Blog de @antonReina sobre Marketing Masajista

Masajes gratis… Solamente quieren darse masajes gratis.  ¿De verdad crees que eso es lo que quieren? ¿Piensas que es lo único que busca la gente? ¿Masajes gratuitos? Pues lo siento. Tengo que decírtelo. Es La Tercera Gran Excusa De Los Masajistas. [Si no has leído la primera parte de estas 5 publicaciones sobre las 4 Grandes Excusas Masajistas, puedes empezar por aquí].

¿Lo das por hecho? Pues te equivocas. Siempre me lo dicen y lo oigo decir a muchos masajistas, profesores, terapeutas o sanitarios. La gente quiere que le des masaje, sí, pero no quieren pagar… Todos los días lo veo en foros de conversación y lo leo en grupos de facebook. EXCUSAS. Eso son excusas.

Deja de poner excusas

Sé valiente. Con excusas no te puedes enfrentar a nada ni a nadie nuevo. Lo primero es reconocerlo. Te proteges. Tal vez demasiado. Evitas nuevas situaciones. Ahorras nuevos desafíos. Eliminas responsabilidades. Te olvidas de lo que tienes que hacer con tu miedo a vender masajes.
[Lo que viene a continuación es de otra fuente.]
Issue #10662, opened 2024-04-15
bug: Stepfunction stops working when starting distributed map state second time


jhKone:
### Is there an existing issue for this?

- [X] I have searched the existing issues

### Current Behavior

I'm trying to test decently simple step function which can run multiple loops of getting part of data, processing it in distributed state map and doing this until all data has been processed.

Simplied graph of the step function

<img width="428" alt="Screenshot 2024-04-15 at 13 19 38" src="https://github.com/localstack/localstack/assets/128794921/4666a3e7-6c2e-4ce0-a95e-8b391f1f4aaf">

What ends up happening is that the first time this step function goes through the map state it is fine and if it doesn't need to get more data, it ends with SUCCEEDED. 

But if it goes back to the data fetching first lambda, and then starts another distrubuted map state, everything stops after that and nothing happens until the step function time outs. If I change the map state mode to INLINE for localstack, everything works correctly and multiple loops can be run with no problems.

Here first execution is when running map state only once, second what happens  when running it the second time using distributed mode.

<img width="994" alt="Screenshot 2024-04-15 at 13 22 43" src="https://github.com/localstack/localstack/assets/128794921/23c5f9a7-75a9-48d2-a14f-34b000b63377">

Last event I can see in the execution history is MapRunStarted, but then nothing.

<img width="378" alt="Screenshot 2024-04-15 at 13 25 38" src="https://github.com/localstack/localstack/assets/128794921/e7ffef5c-7e2f-4627-9c5e-dd11344460cd">

In docker logs this is the last message I can see, then nothing:

l.s.s.a.c.eval_component   : [ASL] [comp] [StateMap]: '(StateMap| {'comment': None, 'input_path': (InputPath| {'input_path_src': '$'}, 'output_path': (OutputPath| {'output_path': '$'}, 'state_entered_event_type': 'MapStateEntered', 'state_exited_event_type': 'MapStateExited', 'result_path': (ResultPath| {'result_path_src': None}, 'result_selector': None,

...

[...]

PR #10763, opened 2024-05-03
[SFN] Execution of Reentrant Distributed Map States

MEPalma:
## Motivation
Currently the StepFunctions v2 interpreter is unable to execute reentrant distributed map states. This is due to a lack of end of evaluation cleanups, which means the workers activate logic does not start any new workers. This PR addresses such issue and adds relevant snapshot tests. Addresses: #10662

## Changes
- Added member cleanups at the end of distributed map evaluation
- Added relevant snapshot tests

### DIFF
--- a/localstack/services/stepfunctions/asl/component/state/state_execution/state_map/iteration/distributed_iteration_component.py
+++ b/localstack/services/stepfunctions/asl/component/state/state_execution/state_map/iteration/distributed_iteration_component.py
@@ -202,6 +202,8 @@ class DistributedIterationComponent(InlineIterationComponent, abc.ABC):
             raise ex
         finally:
             env.event_history = execution_event_history
+            self._eval_input = None
+            self._workers.clear()
 
         # TODO: review workflow of program stops and maprunstops
         # program_state = env.program_state()
--- a/tests/aws/services/stepfunctions/templates/scenarios/statemachines/map_state_config_distributed_reentrant.json5
+++ b/tests/aws/services/stepfunctions/templates/scenarios/statemachines/map_state_config_distributed_reentrant.json5
@@ -1,0 +1,61 @@
+{
+  "Comment": "MAP_STATE_CONFIG_DISTRIBUTED_REENTRANT",
+  "StartAt": "StartState",
+  "States": {
+    // Populate memory with two fields: number of iterations left, and input values.
+    "StartState": {
+      "Type": "Pass",
+      "Parameters": {
+        "Iterations": 3,
+        "Values.$": "States.ArrayRange(0, 3, 1)"
+      },
+      "Next": "BeforeIteration"
+    },
+    // Prepare the iteration by updating the iterations count.
+    "BeforeIteration": {
+      "Type": "Pass",
+      "Parameters": {
+        "Iterations.$": "States.MathAdd($.Iterations, -1)",
+        "Values.$": "$.Values"
+      },
+      "Next": "IterationBody"
+    },
+    // Run a distributed map state on the values field.
+    "IterationBody": {
+      "Type": "Map",
+      "MaxConcurrency": 1,
+      "ItemsPath": "$.Values",
+      "ItemProcessor": {
+        "ProcessorConfig": {
+          "Mode": "DISTRIBUTED",
+          "ExecutionType": "STANDARD"
+        },
+        "StartAt": "ProcessValue",
+        "States": {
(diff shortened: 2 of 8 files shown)


tests/aws/services/stepfunctions/templates/scenarios/statemachines/map_state_config_distributed_reentrant.json5
```diff
@@ -0,0 +1,61 @@
...
+        "Values.$": "$.Values"
+      },
+      "Next": "IterationBody"
+    },
+    // Run a distributed map state on the values field.
+    "IterationBody": {
+      "Type": "Map",
+      "MaxConcurrency": 1,
+      "ItemsPath": "$.Values",
+      "ItemProcessor": {
```
joe4dev, line 28: This `ItemProcessor` is the only change compared to the legacy version. Maybe a comment could help to point out this difference because I didn't know the difference between legacy and this one without doing a diff.

tests/aws/services/stepfunctions/templates/scenarios/statemachines/map_state_config_distributed_reentrant_lambda.json5
```diff
@@ -0,0 +1,64 @@
...
+      "ItemProcessor": {
+        "ProcessorConfig": {
+          "Mode": "DISTRIBUTED",
+          "ExecutionType": "STANDARD"
+        },
+        "StartAt": "ProcessValue",
+        "States": {
+          "ProcessValue": {
+            "Type": "Task",
+            "Resource": "_tbd_",
```
joe4dev, line 39: That seems to be the main difference here, having the Lambda resource invocation. Consider highlighting the important pieces through comments such that it is easier to spot them within lengthy state machine definitions.

tests/aws/services/stepfunctions/v2/scenarios/test_base_scenarios.py
```diff
@@ -579,6 +579,94 @@ def test_map_state_config_distributed_item_selector(
...
+        aws_client,
+        create_iam_role_for_sfn,
+        create_state_machine,
+        create_lambda_function,
+        sfn_snapshot,
+    ):
+        # Replace MapRunArns with fixed values to circumvent random ordering issues.
+        sfn_snapshot.add_transformer(
+            JsonpathTransformer(
+                jsonpath="$..mapRunArn", replacement="map_run_arn", replace_reference=False
```
joe4dev, line 643: Did you manually check (e.g., using `SNAPSHOT_RAW=1`) that we return the correct ARN in the right format here?

localstack/services/stepfunctions/asl/component/state/state_execution/state_map/iteration/distributed_iteration_component.py
```diff
@@ -202,6 +202,8 @@ def _eval_body(self, env: Environment) -> None:
             raise ex
         finally:
             env.event_history = execution_event_history
+            self._eval_input = None
+            self._workers.clear()
```
joe4dev, line 206: I'm assuming that `self._job_pool.await_jobs()` within `_map_run` ensures that all workers finished execution here, so we can safely clear the `_workers` list.

joe4dev (approved):
LGTM 👍 

I added a small suggestion for a comment to clarify the intent of the test scenarios.

tests/aws/services/stepfunctions/v2/scenarios/test_base_scenarios.py
MEPalma: I can confirm we do produce the correct ARN format, and we do have tests that validate this aspect of MapRuns. However, here I decided to skip this check to avoid crowding the test state with ordering reordering logic. We can however still validate that for each map input the correct output (and events) are computed.

localstack/services/stepfunctions/asl/component/state/state_execution/state_map/iteration/distributed_iteration_component.py
MEPalma: Indeed!

tests/aws/services/stepfunctions/v2/scenarios/test_base_scenarios.py
joe4dev: Reasonable. No need to double-check if we have other tests covering this part 💯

Nadie se va a meter contigo. Ni con tu negocio. Ni con la manera que tienes de hacer tus cosas. Eres tú y tus masajes. Nadie más… Pero si todavía te pones esta excusa de lo gratis, no te enfades conmigo y vamos a darle la vuelta, ¿vale?

Desmontando el mito de los masajes gratis

Vamos a Desmontar esa creencia. Siempre habrá personas que quieran darse masajes gratis. Es normal. Pero no todos son iguales ni pertenecen al mismo grupo. Tienes que saber diferenciarlos. Reconocerlos. Tratar a cada uno de una manera…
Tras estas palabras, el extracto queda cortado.